概要
- ビットコイン価格が6万3000ドル台にとどまるなか、含み損の保有分が増え、市場ストレスが再び高水準に達した。
- ビットコインの損益ストレス指数は71.58と基準線の70を上回り、市場圧力の強い高圧力局面の下限に入った。
- ビットコインが6万1500ドルを下回り、損益ストレス指数が90以上に上昇した場合、市場環境が急速に悪化する可能性がある。
期間別予測トレンドレポート



ビットコインが6万3000ドル(約990万円)台で推移するなか、含み損を抱えた保有分が増え、市場ストレスが再び高水準に達した。
アクセル・アドラー・ジュニア(Axel Adler Jr.)氏は8月4日付のニュースレターで、ビットコイン損益ストレス指数が71.58となり、基準線の70を上回ったと明らかにした。
損益ストレス指数は、現在価格を基準に含み益のあるビットコインと含み損のあるビットコインの比率を示す。70を超えると損失圏にある保有分が多く、市場への圧力が強い状態と解釈する。

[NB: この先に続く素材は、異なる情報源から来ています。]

PR #107, opened 2018-12-08
Add box shadow property

Akin909:
boxshadow

Updated:

box-shadow

Outstanding
===

- [x] spread radius
- [x] blur radius

### DIFF
--- a/src/UI/GradientShader.re
+++ b/src/UI/GradientShader.re
@@ -1,7 +1,7 @@
 /**
  * Gradient Shader
  *
- * shader which allows for specificying a gradient.
+ * shader used for specificying a gradient.
  * the gradient is used to draw a box shadow
  */
 open Revery_Shaders;
--- a/src/UI/GradientShader.re
+++ b/src/UI/GradientShader.re
@@ -16,12 +16,22 @@ let attributes: list(ShaderAttribute.t) =
     },
   ];
 
-let uniform: list(ShaderUniform.t) =
+let uniforms: list(ShaderUniform.t) =
   SolidShader.uniform
   @ [
     {
       dataType: ShaderDataType.Sampler2D,
       name: "uSampler",
+      usage: FragmentShader,
+    },
+    {
+      dataType: ShaderDataType.Vector3,
+      name: "uShadowColor",
+      usage: FragmentShader,
+    },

90以上は、損失側への偏りが極端に大きい局面を意味する。
この指数は1年前、ビットコイン価格が11万4000ドル(約1790万円)だった当時、中立水準の41にとどまっていた。その後、価格が一時5万8000ドル(約910万円)近辺まで下落し、2025年11月には指数が100まで急騰した。現在は極端な水準こそ脱したものの、再び高圧力局面の下限に入っている。
直近7日間の指数変化を示す週間モメンタムもプラス3ポイントに転じた。この1カ月は市場ストレスが徐々に和らいでいたが、7月末から指数が再び70を上回り、圧力がじわりと強まっているという。
アドラー氏は、現在の市場はなお高ストレス局面にあるが、極端な段階に入ったわけではないと分析した。そのうえで、指数が70を下回り、モメンタムがマイナスに転じて初めて、市場圧力の緩和を確認できると指摘した。
さらに、ビットコインが直近1カ月の安値である6万1500ドル(約967万円)を下回り、損益ストレス指数が90以上に上昇した場合、市場環境は急速に悪化しかねないと付け加えた。